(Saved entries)
PR #12325, opened 2018-11-26
Show segment comments if there are no sections (elf only)

kazarmy:


libr/bin/p/bin_elf.inc
```diff
@@ -209,6 +210,7 @@ static RList* sections(RBinFile *bf) {
 				ptr->perm |= R_PERM_R;
 			}
 			r_list_append (ret, ptr);
+			bf->o->num_pure_sections++;
```
radare: this can be bool. and will be good to make this change for all the bin formats, not just in elf.

radare:
i also noticed a lot of inconsistencies with segments vs sections in rbin and rabin2. we shuold make both accessible easily

libr/bin/p/bin_elf.inc
kazarmy: ok bool in f8847b6635e1637f149996196e788249bb976d89 ... have to start somewhere regarding those bin formats

kazarmy:
this is better done with test bins on hand

libr/include/r_bin.h
```diff
@@ -224,6 +224,7 @@ typedef struct r_bin_object_t {
 	ut64 size;
 	ut64 obj_size;
 	RList/*<RBinSection>*/ *sections;
+	bool segments_only;
```
ret2libc: is it really necessary adding this field in the RBinObject? Can't you compute it in the `bin_sections` function since you are already iterating over all sections? If I understand it correctly, it would just be a matter of checking if there's any section with `is_segment == false`. That way, you don't need to set segments_only in each binplugin.

kazarmy: ofc not, yes b89bb4c206f45f1ca619c6c57328d134d8479e49

libr/core/cbin.c
```diff
@@ -2277,6 +2278,12 @@ static int bin_sections(RCore *r, int mode, ut64 laddr, int va, ut64 at, const c
 		r_cons_printf ("Nm Paddr       Size Vaddr      Memsz Perms %sName\n",
                    chksum ? "Checksum          " : "");
 	}
+	r_list_foreach (sections, iter, section) {
```
ret2libc: yeah seems buch better now. only small thing: you could do this only when IS_MODE_SET, because otherwise it's computed every time you print things.

kazarmy: huh? and where should I store the value of `segments_only`?

> otherwise it's computed every time you print things

2n is still O(n)

ret2libc: where you are storing it now. I know 2n is still O(n), but it's still double the time for average sizes.

ret2libc: anyway, as said it's a small thing, but I bet it would make @radare happy :-D

kazarmy: as you wish d6aae2d9914e9ad40323916ee0cdb0806e75cdc5 ... assumes that sections can't change after loading, but that's probably true currently since `S` has been killed

> I know 2n is still O(n), but it's still double the time for average sizes.

here it's not going to be double the time ... it's going to be more like going from `kn` to `(k+m)n` where `m` is a much smaller value than `k`, since the additional loop is very simple

ret2libc: Why did you turn segments_only into a static variable? there's no need for that.

kazarmy: oops 447cdd005581cde970d7852943eba07ecf47b10f

radare:
i dnt like the idea of mixing segments and sections information, but if ret2lbc aproves its fine to merge i guess, ill try to fix this stuff in rbin properly after the 3.1.1 release

ret2libc:
Well, we know the ideal solution would be to have RBinSection and RBinSegment properly separated. That's not the current situation unfortunately, with RBinSection that just represents both concepts :(

radare:
Yes thats what i mean..

PR #12326, opened 2018-11-26
No-debugger fixes

ret2libc:
s390x still cannot compile with debugger. I have really no interest in fixing it, but I think we should have an option to enable/disable the debugger, since apparently that's just an `#if` away. At least I don't need to patch radare2 on fedora to compile on s390x.


ret2libc:
@radare ok to merge?

radare:
Try to do proper commit messages and use the ## thing

ret2libc:
Sorry again :(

#### How to complete this task:
Matching lines for the string "like": work out how many the records contain and write only the number.

#### Reply to the task:
2